REQUIRED WORK: Everything in the listing below should be repeated exactly.
►
PR #175, opened 2019-06-20
util: add script to generate service principal to ease testing

mydiemho:
so user don't have to login every time they run `sls deploy`


scripts/generateSP.sh
```diff
@@ -0,0 +1,22 @@
+#!/bin/sh
+
+set -e
+
+SP_NAME=${1:-"http://FunctionsTestingPrincipal"}
+
+SUBSCRIPTION=$(az account show | jq .name)
```
pjlittle: super handy script :slightly_smiling_face: 

We should add some notes -- not everyone has jq available in their path (or knows what it is) -- we should just call that out.  Likewise for `${1:-"http://FunctionsTestingPrincipal"}` so that folks know you can pass in a value for the service principal name, if not will default to that Uri value.

Some comments at the top should suffice.

mydiemho: done

PR #176, opened 2019-06-21
feat: List deployments sub-command for deploy plugin

tbarlow12:
Resolves [AB#352]


src/plugins/deploy/azureDeployPlugin.ts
◄
THE ANSWER:
PR #175, opened 2019-06-20
util: add script to generate service principal to ease testing

mydiemho:
so user don't have to login every time they run `sls deploy`


scripts/generateSP.sh
```diff
@@ -0,0 +1,22 @@
+#!/bin/sh
+
+set -e
+
+SP_NAME=${1:-"http://FunctionsTestingPrincipal"}
+
+SUBSCRIPTION=$(az account show | jq .name)
```
pjlittle: super handy script :slightly_smiling_face: 

We should add some notes -- not everyone has jq available in their path (or knows what it is) -- we should just call that out.  Likewise for `${1:-"http://FunctionsTestingPrincipal"}` so that folks know you can pass in a value for the service principal name, if not will default to that Uri value.

Some comments at the top should suffice.

mydiemho: done

PR #176, opened 2019-06-21
feat: List deployments sub-command for deploy plugin

tbarlow12:
Resolves [AB#352]


src/plugins/deploy/azureDeployPlugin.ts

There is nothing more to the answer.